Extracted records:

*** Block opens ***

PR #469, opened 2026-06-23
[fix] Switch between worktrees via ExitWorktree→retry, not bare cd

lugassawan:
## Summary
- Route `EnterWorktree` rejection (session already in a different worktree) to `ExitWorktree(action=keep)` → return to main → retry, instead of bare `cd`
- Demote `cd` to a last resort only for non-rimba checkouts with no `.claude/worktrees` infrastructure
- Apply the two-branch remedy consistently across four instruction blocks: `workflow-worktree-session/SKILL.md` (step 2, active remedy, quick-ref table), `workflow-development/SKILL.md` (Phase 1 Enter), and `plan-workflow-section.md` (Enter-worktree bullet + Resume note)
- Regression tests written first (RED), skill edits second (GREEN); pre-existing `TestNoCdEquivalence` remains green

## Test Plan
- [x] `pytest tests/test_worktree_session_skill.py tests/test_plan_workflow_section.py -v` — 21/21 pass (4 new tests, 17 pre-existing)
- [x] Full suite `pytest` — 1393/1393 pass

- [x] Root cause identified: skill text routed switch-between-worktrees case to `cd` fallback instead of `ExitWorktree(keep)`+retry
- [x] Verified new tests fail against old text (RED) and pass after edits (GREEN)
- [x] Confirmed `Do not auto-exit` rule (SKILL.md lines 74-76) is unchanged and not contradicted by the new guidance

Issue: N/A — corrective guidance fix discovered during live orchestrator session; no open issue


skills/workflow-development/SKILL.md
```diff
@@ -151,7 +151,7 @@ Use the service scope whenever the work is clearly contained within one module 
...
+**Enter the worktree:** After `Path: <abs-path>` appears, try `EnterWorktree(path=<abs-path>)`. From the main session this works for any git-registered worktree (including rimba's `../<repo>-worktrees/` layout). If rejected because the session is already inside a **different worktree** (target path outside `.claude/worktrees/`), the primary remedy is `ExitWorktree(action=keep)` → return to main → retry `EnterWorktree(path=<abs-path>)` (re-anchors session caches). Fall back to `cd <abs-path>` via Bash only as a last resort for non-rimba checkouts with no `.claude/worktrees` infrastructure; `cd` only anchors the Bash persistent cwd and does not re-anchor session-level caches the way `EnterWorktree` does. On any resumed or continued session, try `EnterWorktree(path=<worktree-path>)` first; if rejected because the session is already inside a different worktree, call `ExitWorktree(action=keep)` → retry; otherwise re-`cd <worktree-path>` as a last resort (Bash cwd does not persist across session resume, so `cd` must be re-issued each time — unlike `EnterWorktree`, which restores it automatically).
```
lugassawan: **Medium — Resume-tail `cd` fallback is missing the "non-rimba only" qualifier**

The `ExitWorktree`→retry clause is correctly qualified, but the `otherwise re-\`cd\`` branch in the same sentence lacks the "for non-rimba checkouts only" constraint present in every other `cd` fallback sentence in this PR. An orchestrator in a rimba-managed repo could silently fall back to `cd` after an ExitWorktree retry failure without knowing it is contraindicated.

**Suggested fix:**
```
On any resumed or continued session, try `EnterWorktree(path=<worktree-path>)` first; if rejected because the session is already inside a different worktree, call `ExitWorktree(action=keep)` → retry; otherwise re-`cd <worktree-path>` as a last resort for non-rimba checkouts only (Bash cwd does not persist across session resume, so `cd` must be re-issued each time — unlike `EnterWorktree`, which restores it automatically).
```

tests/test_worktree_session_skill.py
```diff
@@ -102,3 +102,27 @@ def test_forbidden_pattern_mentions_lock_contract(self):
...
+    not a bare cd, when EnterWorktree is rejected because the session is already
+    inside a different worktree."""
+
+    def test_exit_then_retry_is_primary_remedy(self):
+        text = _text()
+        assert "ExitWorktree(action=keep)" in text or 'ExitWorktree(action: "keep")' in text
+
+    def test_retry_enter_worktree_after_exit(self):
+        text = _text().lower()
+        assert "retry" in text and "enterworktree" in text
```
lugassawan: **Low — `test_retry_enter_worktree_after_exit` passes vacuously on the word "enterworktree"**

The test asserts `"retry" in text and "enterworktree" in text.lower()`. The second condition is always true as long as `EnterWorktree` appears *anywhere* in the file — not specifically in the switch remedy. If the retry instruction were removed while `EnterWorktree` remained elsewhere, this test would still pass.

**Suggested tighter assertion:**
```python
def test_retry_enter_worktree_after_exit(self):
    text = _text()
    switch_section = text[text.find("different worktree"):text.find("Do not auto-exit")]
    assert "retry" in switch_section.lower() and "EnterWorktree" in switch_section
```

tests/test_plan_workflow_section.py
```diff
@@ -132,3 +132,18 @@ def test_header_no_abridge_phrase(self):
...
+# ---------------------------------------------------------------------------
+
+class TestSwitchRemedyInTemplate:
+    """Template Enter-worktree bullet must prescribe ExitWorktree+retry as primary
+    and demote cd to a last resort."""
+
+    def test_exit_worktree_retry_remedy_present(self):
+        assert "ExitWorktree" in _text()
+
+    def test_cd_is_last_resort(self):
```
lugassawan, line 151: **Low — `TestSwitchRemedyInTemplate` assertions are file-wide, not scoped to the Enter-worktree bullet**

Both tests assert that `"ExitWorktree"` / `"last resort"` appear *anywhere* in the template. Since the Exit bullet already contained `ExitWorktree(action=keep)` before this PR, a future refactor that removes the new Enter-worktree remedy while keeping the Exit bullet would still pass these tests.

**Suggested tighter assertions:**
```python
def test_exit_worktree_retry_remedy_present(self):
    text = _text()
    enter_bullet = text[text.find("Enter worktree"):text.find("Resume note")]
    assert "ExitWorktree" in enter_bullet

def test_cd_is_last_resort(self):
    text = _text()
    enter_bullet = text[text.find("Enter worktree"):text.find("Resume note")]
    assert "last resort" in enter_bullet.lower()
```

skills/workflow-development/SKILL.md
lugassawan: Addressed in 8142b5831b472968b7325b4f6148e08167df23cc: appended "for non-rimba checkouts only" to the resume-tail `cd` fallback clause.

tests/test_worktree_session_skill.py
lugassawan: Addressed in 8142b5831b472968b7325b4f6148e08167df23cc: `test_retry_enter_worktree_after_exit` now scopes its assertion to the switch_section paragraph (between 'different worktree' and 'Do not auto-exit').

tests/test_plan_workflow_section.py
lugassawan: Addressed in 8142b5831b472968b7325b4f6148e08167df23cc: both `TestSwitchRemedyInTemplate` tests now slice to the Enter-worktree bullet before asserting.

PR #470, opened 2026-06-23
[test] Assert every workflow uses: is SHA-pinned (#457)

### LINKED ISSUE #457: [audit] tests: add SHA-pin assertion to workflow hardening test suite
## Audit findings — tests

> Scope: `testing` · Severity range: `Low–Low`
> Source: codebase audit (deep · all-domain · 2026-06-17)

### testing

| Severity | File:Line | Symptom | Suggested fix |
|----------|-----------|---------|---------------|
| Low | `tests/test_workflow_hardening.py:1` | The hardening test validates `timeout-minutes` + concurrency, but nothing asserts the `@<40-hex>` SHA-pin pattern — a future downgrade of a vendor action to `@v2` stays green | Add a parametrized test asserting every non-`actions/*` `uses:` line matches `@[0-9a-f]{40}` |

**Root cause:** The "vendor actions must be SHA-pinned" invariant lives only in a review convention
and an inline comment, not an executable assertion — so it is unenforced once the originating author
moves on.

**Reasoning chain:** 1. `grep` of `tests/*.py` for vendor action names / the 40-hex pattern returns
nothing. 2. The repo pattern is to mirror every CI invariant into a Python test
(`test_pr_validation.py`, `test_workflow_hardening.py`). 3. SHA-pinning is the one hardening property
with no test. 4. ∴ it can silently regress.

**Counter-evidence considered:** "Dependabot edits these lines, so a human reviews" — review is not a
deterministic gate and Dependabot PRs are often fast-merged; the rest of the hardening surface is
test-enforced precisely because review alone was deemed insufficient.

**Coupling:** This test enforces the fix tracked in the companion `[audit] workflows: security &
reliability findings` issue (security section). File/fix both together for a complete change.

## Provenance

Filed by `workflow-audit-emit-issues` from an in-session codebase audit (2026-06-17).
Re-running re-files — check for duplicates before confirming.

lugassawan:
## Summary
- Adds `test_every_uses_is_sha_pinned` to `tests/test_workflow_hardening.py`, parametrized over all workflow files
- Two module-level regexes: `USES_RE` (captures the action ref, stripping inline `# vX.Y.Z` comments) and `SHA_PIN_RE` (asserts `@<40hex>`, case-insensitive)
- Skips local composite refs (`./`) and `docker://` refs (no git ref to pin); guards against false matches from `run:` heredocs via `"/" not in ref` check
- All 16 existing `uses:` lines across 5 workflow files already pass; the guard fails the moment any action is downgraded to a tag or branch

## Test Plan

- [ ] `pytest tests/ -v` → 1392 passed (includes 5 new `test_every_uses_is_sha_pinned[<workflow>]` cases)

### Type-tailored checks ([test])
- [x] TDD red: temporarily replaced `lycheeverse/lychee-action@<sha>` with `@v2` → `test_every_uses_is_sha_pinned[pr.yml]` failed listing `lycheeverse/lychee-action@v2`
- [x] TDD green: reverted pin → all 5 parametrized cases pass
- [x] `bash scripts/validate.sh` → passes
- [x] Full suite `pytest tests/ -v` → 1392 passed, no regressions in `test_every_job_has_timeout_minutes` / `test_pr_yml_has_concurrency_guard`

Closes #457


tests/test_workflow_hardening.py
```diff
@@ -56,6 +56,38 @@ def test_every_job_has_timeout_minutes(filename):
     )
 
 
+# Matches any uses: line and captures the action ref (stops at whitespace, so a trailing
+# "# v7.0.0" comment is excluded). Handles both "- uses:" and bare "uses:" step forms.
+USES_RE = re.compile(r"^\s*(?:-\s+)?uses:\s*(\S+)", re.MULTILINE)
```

*** Block closes ***
*** Block opens ***

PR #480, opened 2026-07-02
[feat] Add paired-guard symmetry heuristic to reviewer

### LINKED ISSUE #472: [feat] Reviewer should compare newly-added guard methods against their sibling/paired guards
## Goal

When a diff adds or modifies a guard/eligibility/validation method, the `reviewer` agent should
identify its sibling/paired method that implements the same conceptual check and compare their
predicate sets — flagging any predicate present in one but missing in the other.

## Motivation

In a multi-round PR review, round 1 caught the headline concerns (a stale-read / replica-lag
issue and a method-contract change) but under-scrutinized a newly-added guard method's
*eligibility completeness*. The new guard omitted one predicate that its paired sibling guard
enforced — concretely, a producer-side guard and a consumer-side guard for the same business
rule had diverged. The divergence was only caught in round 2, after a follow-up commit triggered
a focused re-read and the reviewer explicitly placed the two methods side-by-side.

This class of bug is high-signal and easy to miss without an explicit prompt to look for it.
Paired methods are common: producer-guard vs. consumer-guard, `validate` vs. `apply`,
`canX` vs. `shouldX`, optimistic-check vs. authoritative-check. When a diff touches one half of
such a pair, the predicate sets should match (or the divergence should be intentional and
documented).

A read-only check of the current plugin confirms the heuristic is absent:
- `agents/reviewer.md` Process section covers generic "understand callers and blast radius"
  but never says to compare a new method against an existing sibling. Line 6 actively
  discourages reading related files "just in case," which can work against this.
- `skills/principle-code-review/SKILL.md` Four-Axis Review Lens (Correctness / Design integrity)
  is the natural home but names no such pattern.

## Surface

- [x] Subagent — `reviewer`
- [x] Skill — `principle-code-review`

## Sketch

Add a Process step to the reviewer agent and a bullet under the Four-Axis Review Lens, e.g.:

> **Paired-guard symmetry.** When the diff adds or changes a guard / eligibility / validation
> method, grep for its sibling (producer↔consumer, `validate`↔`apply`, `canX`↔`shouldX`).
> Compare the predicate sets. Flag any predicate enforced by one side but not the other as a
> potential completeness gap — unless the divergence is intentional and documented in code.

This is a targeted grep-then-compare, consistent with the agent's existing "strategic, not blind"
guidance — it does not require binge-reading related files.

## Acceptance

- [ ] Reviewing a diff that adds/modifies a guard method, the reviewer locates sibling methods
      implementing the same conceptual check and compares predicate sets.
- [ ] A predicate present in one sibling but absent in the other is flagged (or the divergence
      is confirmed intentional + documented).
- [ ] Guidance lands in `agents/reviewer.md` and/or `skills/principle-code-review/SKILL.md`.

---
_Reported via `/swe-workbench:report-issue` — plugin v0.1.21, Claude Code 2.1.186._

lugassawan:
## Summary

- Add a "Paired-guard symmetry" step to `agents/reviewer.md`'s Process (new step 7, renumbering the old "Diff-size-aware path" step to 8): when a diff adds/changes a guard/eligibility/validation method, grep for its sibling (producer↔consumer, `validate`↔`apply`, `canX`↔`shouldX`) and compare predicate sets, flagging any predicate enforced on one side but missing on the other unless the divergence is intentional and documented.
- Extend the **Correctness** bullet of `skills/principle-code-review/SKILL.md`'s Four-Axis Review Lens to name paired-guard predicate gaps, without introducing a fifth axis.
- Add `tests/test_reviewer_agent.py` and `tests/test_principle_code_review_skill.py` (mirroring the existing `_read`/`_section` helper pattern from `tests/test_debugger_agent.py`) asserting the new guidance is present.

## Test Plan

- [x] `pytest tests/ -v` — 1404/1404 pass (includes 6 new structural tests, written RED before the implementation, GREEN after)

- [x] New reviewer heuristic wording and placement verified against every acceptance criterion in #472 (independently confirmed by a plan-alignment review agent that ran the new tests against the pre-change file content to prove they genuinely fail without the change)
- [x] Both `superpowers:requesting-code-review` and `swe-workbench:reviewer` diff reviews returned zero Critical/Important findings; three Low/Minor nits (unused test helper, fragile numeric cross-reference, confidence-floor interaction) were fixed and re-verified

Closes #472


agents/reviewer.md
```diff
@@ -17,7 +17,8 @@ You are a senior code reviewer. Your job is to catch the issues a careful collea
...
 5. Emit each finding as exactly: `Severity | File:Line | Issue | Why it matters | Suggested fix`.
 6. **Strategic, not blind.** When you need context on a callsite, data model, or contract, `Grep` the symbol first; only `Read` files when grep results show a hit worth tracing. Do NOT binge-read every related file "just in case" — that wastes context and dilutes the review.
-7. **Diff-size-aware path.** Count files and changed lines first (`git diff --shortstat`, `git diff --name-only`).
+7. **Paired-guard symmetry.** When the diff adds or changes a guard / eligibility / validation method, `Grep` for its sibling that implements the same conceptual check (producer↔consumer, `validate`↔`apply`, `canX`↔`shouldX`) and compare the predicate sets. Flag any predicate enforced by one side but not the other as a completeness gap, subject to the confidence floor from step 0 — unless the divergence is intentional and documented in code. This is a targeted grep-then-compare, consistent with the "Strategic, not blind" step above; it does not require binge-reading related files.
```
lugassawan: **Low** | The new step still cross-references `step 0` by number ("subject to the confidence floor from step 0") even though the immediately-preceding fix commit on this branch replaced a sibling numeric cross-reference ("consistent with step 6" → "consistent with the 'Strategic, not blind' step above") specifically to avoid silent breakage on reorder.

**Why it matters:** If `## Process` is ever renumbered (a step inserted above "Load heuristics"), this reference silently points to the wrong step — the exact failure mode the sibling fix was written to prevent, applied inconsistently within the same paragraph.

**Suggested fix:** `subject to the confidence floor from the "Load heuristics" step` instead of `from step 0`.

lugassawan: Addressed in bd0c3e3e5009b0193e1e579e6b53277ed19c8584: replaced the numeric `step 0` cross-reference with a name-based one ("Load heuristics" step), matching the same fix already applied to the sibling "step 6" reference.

*** Block closes ***

Exercise details:
From the entries above, restate word for word the lines from the line containing "lugassawan: **Medium —" to the line containing "lugassawan: **Low —", both ends included, and nothing more.

Written response:
lugassawan: **Medium — Resume-tail `cd` fallback is missing the "non-rimba only" qualifier**

The `ExitWorktree`→retry clause is correctly qualified, but the `otherwise re-\`cd\`` branch in the same sentence lacks the "for non-rimba checkouts only" constraint present in every other `cd` fallback sentence in this PR. An orchestrator in a rimba-managed repo could silently fall back to `cd` after an ExitWorktree retry failure without knowing it is contraindicated.

**Suggested fix:**
```
On any resumed or continued session, try `EnterWorktree(path=<worktree-path>)` first; if rejected because the session is already inside a different worktree, call `ExitWorktree(action=keep)` → retry; otherwise re-`cd <worktree-path>` as a last resort for non-rimba checkouts only (Bash cwd does not persist across session resume, so `cd` must be re-issued each time — unlike `EnterWorktree`, which restores it automatically).
```

tests/test_worktree_session_skill.py
```diff
@@ -102,3 +102,27 @@ def test_forbidden_pattern_mentions_lock_contract(self):
...
+    not a bare cd, when EnterWorktree is rejected because the session is already
+    inside a different worktree."""
+
+    def test_exit_then_retry_is_primary_remedy(self):
+        text = _text()
+        assert "ExitWorktree(action=keep)" in text or 'ExitWorktree(action: "keep")' in text
+
+    def test_retry_enter_worktree_after_exit(self):
+        text = _text().lower()
+        assert "retry" in text and "enterworktree" in text
```
lugassawan: **Low — `test_retry_enter_worktree_after_exit` passes vacuously on the word "enterworktree"**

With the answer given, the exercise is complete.